Traditionally, state road planning was the sphere of metropolitan planning organizations and the Commonwealth Transportation Board, which serves at the pleasure of the governor. They, however, are pretty much out of the picture when it comes to roads funded by public-private partnerships, as is the General Assembly.
Consequently, Virginia is getting roads without sufficient public input, transparency on bidding and attention to federal environmental laws, Regimbal writes.
The public-private partnership idea “has evolved and grown substantially beyond the General Assembly’s original intent,” he concludes. “The question is whether the PPTA process is good at producing public benefits with as low a price as possible, that is fair to the travelling public, that adequately considers external factors such as environmental impacts and that is consistent with Virginia’s long-term transportation goals.”
Among the legislative fixes Regimbal recommends are making sure that public hearings are held at least 30 days before a major PPTA deal is approved, that environmental reviews are done before, not after, such approval and that at least two bidders compete for PPTA work. The General Assembly should also have the power to appoint some members of the Commonwealth Transportation Board besides just the governor.
So far, the McDonnell administration, which has throttled through the Hampton Roads tunnel projects, as well as the new superhighway near U.S. 460 in Southeastern Virginia, has been quiet about Regimbal’s report. It would be unfair to place all of the problems on McDonnell’s lap, however. Democratic Govs. Tim Kaine and Mark Warner have been equally enthusiastic about public-private partnerships.

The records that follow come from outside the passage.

PR #14657, opened 2022-10-30
test: deflake TestDowngradeUpgradeClusterOf3 timeout

fuweid:
In the TestDowngradeUpgradeCluster case, the brand-new cluster is using simple-config-changer, which means that entries has been committed before leader election and these entries will be applied when etcdserver starts to receive apply-requests. The simple-config-changer will mark the `confState` dirty and the storage backend precommit hook will update the `confState`.

For the new cluster, the storage version is nil at the beginning. And it will be v3.5 if the `confState` record has been committed. And it will be >v3.5 if the `storageVersion` record has been committed.

When the new cluster is ready, the leader will set init cluster version with v3.6.x. And then it will trigger the `monitorStorageVersion` to update the `storageVersion` to v3.6.x. If the `confState` record has been updated before cluster version update, we will get storageVersion record.

If the storage backend doesn't commit in time, the `monitorStorageVersion` won't update the version because of `cannot detect storage schema version: missing confstate information`.

And then we file the downgrade request before next round of `monitorStorageVersion`(per 4 second), the cluster version will be v3.5.0 which is equal to the `UnsafeDetectSchemaVersion`'s result. And we won't see that `The server is ready to downgrade`.

It is easy to reproduce the issue if you use cpuset or taskset to limit in two cpus.

So, we should wait for the new cluster's storage ready before downgrade request.

Fixes: #14540

### DIFF
--- a/tests/e2e/cluster_downgrade_test.go
+++ b/tests/e2e/cluster_downgrade_test.go
@@ -16,7 +16,9 @@ package e2e
 
 import (
 	"context"
+	"encoding/json"
 	"fmt"
+	"strings"
 	"testing"
 	"time"
 
@@ -27,6 +29,7 @@ import (
 	clientv3 "go.etcd.io/etcd/client/v3"
 	"go.etcd.io/etcd/tests/v3/framework/e2e"
 	"go.etcd.io/etcd/tests/v3/framework/testutils"
+	"go.uber.org/zap"
 )
 
 func TestDowngradeUpgradeClusterOf1(t *testing.T) {
@@ -43,17 +46,24 @@ func testDowngradeUpgrade(t *testing.T, clusterSize int) {
 	if !fileutil.Exist(lastReleaseBinary) {
 		t.Skipf("%q does not exist", lastReleaseBinary)
 	}
+
 	currentVersion := semver.New(version.Version)
 	lastVersion := semver.Version{Major: currentVersion.Major, Minor: currentVersion.Minor - 1}
-	currentVersionStr := fmt.Sprintf("%d.%d", currentVersion.Major, currentVersion.Minor)
-	lastVersionStr := fmt.Sprintf("%d.%d", lastVersion.Major, lastVersion.Minor)
+
+	currentVersion.PreRelease = ""
+	currentVersionStr := currentVersion.String()
+	lastVersionStr := lastVersion.String()
 
 	e2e.BeforeTest(t)
 
 	t.Logf("Create cluster with version %s", currentVersionStr)
 	epc := newCluster(t, currentEtcdBinary, clusterSize)
 	for i := 0; i < len(epc.Procs); i++ {
-		validateVersion(t, epc.Cfg, epc.Procs[i], version.Versions{Cluster: currentVersionStr, Server: currentVersionStr})
+		validateVersion(t, epc.Cfg, epc.Procs[i], version.Versions{
+			Cluster: currentVersionStr,
+			Server:  version.Version,
+			Storage: currentVersionStr,
+		})
 	}
 	t.Logf("Cluster created")
 
@@ -62,36 +72,49 @@ func testDowngradeUpgrade(t *testing.T, clusterSize int) {
 
 	t.Log("Downgrade enabled, validating if cluster is ready for downgrade")
 	for i := 0; i < len(epc.Procs); i++ {
+		validateVersion(t, epc.Cfg, epc.Procs[i], version.Versions{
+			Cluster: lastVersionStr,
+			Server:  version.Version,
+			Storage: lastVersionStr,
+		})
 		e2e.AssertProcessLogs(t, epc.Procs[i], "The server is ready to downgrade")
-		validateVersion(t, epc.Cfg, epc.Procs[i], version.Versions{Cluster: lastVersionStr, Server: currentVersionStr})
 	}
-	t.Log("Cluster is ready for downgrade")
 
+	t.Log("Cluster is ready for downgrade")
 	t.Logf("Starting downgrade process to %q", lastVersionStr)
 	for i := 0; i < len(epc.Procs); i++ {
 		t.Logf("Downgrading member %d by running %s binary", i, lastReleaseBinary)
 		stopEtcd(t, epc.Procs[i])
 		startEtcd(t, epc.Procs[i], lastReleaseBinary)
 	}
+
 	t.Log("All members downgraded, validating downgrade")
 	e2e.AssertProcessLogs(t, leader(t, epc), "the cluster has been downgraded")
 	for i := 0; i < len(epc.Procs); i++ {
-		validateVersion(t, epc.Cfg, epc.Procs[i], version.Versions{Cluster: lastVersionStr, Server: lastVersionStr})
+		validateVersion(t, epc.Cfg, epc.Procs[i], version.Versions{
+			Cluster: lastVersionStr,
+			Server:  lastVersionStr,
+		})
 	}
-	t.Log("Downgrade complete")
 
+	t.Log("Downgrade complete")
 	t.Logf("Starting upgrade process to %q", currentVersionStr)
 	for i := 0; i < len(epc.Procs); i++ {
 		t.Logf("Upgrading member %d", i)
 		stopEtcd(t, epc.Procs[i])
 		startEtcd(t, epc.Procs[i], currentEtcdBinary)
-		if i+1 < len(epc.Procs) {
-			validateVersion(t, epc.Cfg, epc.Procs[i], version.Versions{Cluster: lastVersionStr, Server: currentVersionStr})
-		}
+		// NOTE: The leader has monitor to the cluster version, which will
+		// update cluster version. We don't need to check the transient
+		// version just in case that it might be flaky.
 	}
+
 	t.Log("All members upgraded, validating upgrade")
 	for i := 0; i < len(epc.Procs); i++ {
-		validateVersion(t, epc.Cfg, epc.Procs[i], version.Versions{Cluster: currentVersionStr, Server: currentVersionStr})
+		validateVersion(t, epc.Cfg, epc.Procs[i], version.Versions{
+			Cluster: currentVersionStr,
+			Server:  version.Version,
+			Storage: currentVersionStr,
+		})
 	}
 	t.Log("Upgrade complete")
 }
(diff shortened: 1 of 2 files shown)


fuweid:
I think we can add validation about storage version when handle downgrade.
If the storage version is not aligned with cluster version, we should reject the request.

serathius:
> And then we file the downgrade request before next round of monitorStorageVersion(per 4 second), the cluster version will be v3.5.0 which is equal to the UnsafeDetectSchemaVersion's result. And we won't see that The server is ready to downgrade.

Not sure what you mean. I would like to leave checking `The server is ready to downgrade` log as this is the current way user is informed that they can start downgrading members.

tests/e2e/cluster_downgrade_test.go
```diff
@@ -45,15 +48,19 @@ func testDowngradeUpgrade(t *testing.T, clusterSize int) {
 	}
 	currentVersion := semver.New(version.Version)
 	lastVersion := semver.Version{Major: currentVersion.Major, Minor: currentVersion.Minor - 1}
-	currentVersionStr := fmt.Sprintf("%d.%d", currentVersion.Major, currentVersion.Minor)
-	lastVersionStr := fmt.Sprintf("%d.%d", lastVersion.Major, lastVersion.Minor)
+	currentVersionStr := fmt.Sprintf("%d.%d.%d", currentVersion.Major, currentVersion.Minor, currentVersion.Patch)
```
serathius, line 51: Isn't that just a currentVersion.String() now?

tests/e2e/cluster_downgrade_test.go
```diff
@@ -45,15 +48,19 @@ func testDowngradeUpgrade(t *testing.T, clusterSize int) {
...
+	lastVersionStr := fmt.Sprintf("%d.%d.0", lastVersion.Major, lastVersion.Minor)
```
serathius, line 52: Isn't that just lastVersion.String() now?

tests/e2e/cluster_downgrade_test.go
```diff
@@ -62,36 +69,50 @@ func testDowngradeUpgrade(t *testing.T, clusterSize int) {
 
 	t.Log("Downgrade enabled, validating if cluster is ready for downgrade")
 	for i := 0; i < len(epc.Procs); i++ {
-		e2e.AssertProcessLogs(t, epc.Procs[i], "The server is ready to downgrade")
```
serathius, line 65: Would like to leave checking this log. Can you clarify why you removed it?

tests/e2e/cluster_downgrade_test.go
```diff
@@ -62,36 +69,50 @@ func testDowngradeUpgrade(t *testing.T, clusterSize int) {
...
+	t.Log("Downgrade complete")
 	t.Logf("Starting upgrade process to %q", currentVersionStr)
 	for i := 0; i < len(epc.Procs); i++ {
 		t.Logf("Upgrading member %d", i)
 		stopEtcd(t, epc.Procs[i])
 		startEtcd(t, epc.Procs[i], currentEtcdBinary)
-		if i+1 < len(epc.Procs) {
-			validateVersion(t, epc.Cfg, epc.Procs[i], version.Versions{Cluster: lastVersionStr, Server: currentVersionStr})
-		}
+		// NOTE: The leader has monitor to the cluster version, which will
```
serathius, line 104: SG, feel free to remove the log.

tests/framework/e2e/util.go
```diff
@@ -81,6 +81,25 @@ func SpawnWithExpectLines(ctx context.Context, args []string, envVars map[string
 	return lines, perr
 }
 
+// SpawnWithExpectResult is used to verify the output from short-running commands.
+func SpawnWithExpectResult(args []string, envVars map[string]string, f func([]string) error) error {
```
serathius, line 85: Don't think we need a `f func([]string) error` argument, we can just return string from function.

fuweid:
> > And then we file the downgrade request before next round of monitorStorageVersion(per 4 second), the cluster version will be v3.5.0 which is equal to the UnsafeDetectSchemaVersion's result. And we won't see that The server is ready to downgrade.
> 
> Not sure what you mean. I would like to leave checking `The server is ready to downgrade` log as this is the current way user is informed that they can start downgrading members.

Hi @serathius, thanks for the review! Let me explain it.

when the new cluster starts and before lead election, the client can only get the `not_decided` cluster version and `unknown` storage version [codelink][1].
The [monitorClusterVersions][2] will initialize the cluster version with v3.6.0, which will trigger the [monitorStorageVersion][3] to update the storage version.

The `monitorStorageVersion` updates storage version only if the storage version is nil or it is not aligned with cluster version.
If the storage backend doesn't commit `confState` in time, the `monitorStorageVersion` won't update storage version and it is still be `unknown` via `/version` http api.
Since the `monitorStorageVersion` does update periodically, the storage version will be correct eventually.

So, the client might see three values before storage version has been finilized: `unknown`, `v3.5.0` and `v3.6.0`.
For the value `v3.5.0`, it happens after `confState` committed and before `monitorStorageVersion` updates [codelink][4].
It is intermediate state.

https://github.com/etcd-io/etcd/blob/a1018dbddf22c8aebfb5ae348a55440b266aa6e8/server/storage/schema/schema.go#L93-L107

The storage version becomes `v3.6.0` only if the cluster version is `v3.6.0`.
If the cluster version has been updated to be `v3.5.0` by Downgrade request, and the storage version is still being `v3.5.0`, the `monitorStorageVersion` won't update the storage version,
because the storage version is equal to the cluster version. So we won't see the log `The server is ready to downgrade`.

https://github.com/etcd-io/etcd/blob/a1018dbddf22c8aebfb5ae348a55440b266aa6e8/server/etcdserver/version/monitor.go#L106-L131


The original test case doesn't wait for the storage version ready. So I check the storage version to make sure that everything is ready.
I was thinking that it is hard to check server log to make sure that the Downgrade is ready. Use `/version` api is easy for the operator.
Does it make senses?

[1]: <https://github.com/etcd-io/etcd/blob/a1018dbddf22c8aebfb5ae348a55440b266aa6e8/server/etcdserver/api/etcdhttp/version.go#L38>
[2]: <https://github.com/etcd-io/etcd/blob/a1018dbddf22c8aebfb5ae348a55440b266aa6e8/server/etcdserver/server.go#L2160>
[3]: <https://github.com/etcd-io/etcd/blob/a1018dbddf22c8aebfb5ae348a55440b266aa6e8/server/etcdserver/server.go#L2182>
[4]: <https://github.com/etcd-io/etcd/blob/a1018dbddf22c8aebfb5ae348a55440b266aa6e8/server/etcdserver/server.go#L2147>

tests/e2e/cluster_downgrade_test.go
fuweid: Please check this reply https://github.com/etcd-io/etcd/pull/14657#issuecomment-1296493139 Thanks!

tests/e2e/cluster_downgrade_test.go
fuweid: The cluster version is like `v3.6.0` instead of etcd server version `v3.6.0-alpha0`.
So I go in this way. 😂

serathius:
Nether this test nor user should start downgrade before cluster version was figured out during cluster bootstrap. We should update the test and wait for cluster version to be equal v3.6.

> I was thinking that it is hard to check server log to make sure that the Downgrade is ready. Use /version api is easy for the operator.
I can agree with that, however the process should also be visible for log so administrator that is sshed to know when they can start replacing nodes.

fuweid:
> Nether this test nor user should start downgrade before cluster version was figured out during cluster bootstrap. We should update the test and wait for cluster version to be equal v3.6.
> 
> 
Yes. And we should also wait for storage version to be equal to v3.6. This commit is used to deflake the case.

tests/framework/e2e/util.go
fuweid: It is hard to verify the json in one query. If follow current pattern, we need to send three requests and verify it separately. It can't guarantee that cluster version won't change when we verify the storage version.

tjungblu:
> the brand-new cluster is using simple-config-changer, which means that entries has been committed before leader election and these entries will be applied when etcdserver starts to receive apply-requests. 

@fuweid good catch, I've thought there's a race condition somewhere. Thanks for digging this up.

tests/e2e/cluster_downgrade_test.go
serathius: could we then remove internal version `-alpha.0` from `currentVersion` instead?

fuweid: Updated. PTAL

tests/e2e/cluster_downgrade_test.go
fuweid: Added it back. PTAL

tests/e2e/cluster_downgrade_test.go
fuweid: Done.

tests/framework/e2e/util.go
fuweid: Sorry for misundestanding. The suggestions looks good to me. Updated. PTAL.

fuweid:
@serathius Sorry for the late reply. The code has been updated. PTAL.

tests/e2e/cluster_downgrade_test.go
```diff
@@ -140,30 +163,36 @@ func stopEtcd(t *testing.T, ep e2e.EtcdProcess) {
...
 
 func validateVersion(t *testing.T, cfg *e2e.EtcdProcessClusterConfig, member e2e.EtcdProcess, expect version.Versions) {
-	// Two separate calls to expect as it doesn't support multiple matches on the same line
-	var err error
-	testutils.ExecuteWithTimeout(t, 20*time.Second, func() {
+	testutils.ExecuteWithTimeout(t, 30*time.Second, func() {
 		for {
-			if expect.Server != "" {
-				err = e2e.SpawnWithExpects(e2e.CURLPrefixArgs(cfg, member, "GET", e2e.CURLReq{Endpoint: "/version"}), nil, `"etcdserver":"`+expect.Server)
+			err := func() error {
```
serathius, line 168: Please remove creating anonymous function. There is no need for it if we immidietly call it.

serathius (approved):
LGTM

tests/e2e/cluster_downgrade_test.go
fuweid: The `func` is used to unify the `time.Sleep` statement. If not, there are several `time.Sleep` if err != nil, like

```
if expect.Cluster != result.Cluster {
    time.Sleep(time.Second)
    continue
}
if expect.Server != result.Server {
    time.Sleep(time.Second)
    continue
} 
...
```

Just wonder that there is any reason to prevent this usage? :joy: Thanks!

serathius: I would say it obfuscates code. It's better to be explicit than implicit. There is nothing wrong with repetition.

serathius: Better alternative would be to change anonymous function to normal function that takes `expect` and `result` versions.

fuweid:
reopen to trigger the CI

Flake case: https://github.com/etcd-io/etcd/actions/runs/3378570366/jobs/5608948355

serathius:
Thanks for looking into this. Downgrades are important feature for v3.6 so it's great to see fixes here.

What’s more, the Big Brother approach doesn’t always work in a practical sense. The Pocahontas Parkway linking Interstate 94 with I-64 and I-295 east of Richmond was hustled off to a public-private partnership arrangement after ridership proved so anemic the state’s bond rating was jeopardized. Now the private firm involved, an Australian company, wants to unload its share of the project because it is still a money-loser. There are similar worries about the new road planned next to U.S. 460.
The PPTA has always been pushed as Virginia’s innovative silver bullet so it doesn’t have to face up to its serious road-funding problems. Regimbal’s crucially-important study shows how democratic values are also being trampled in the process.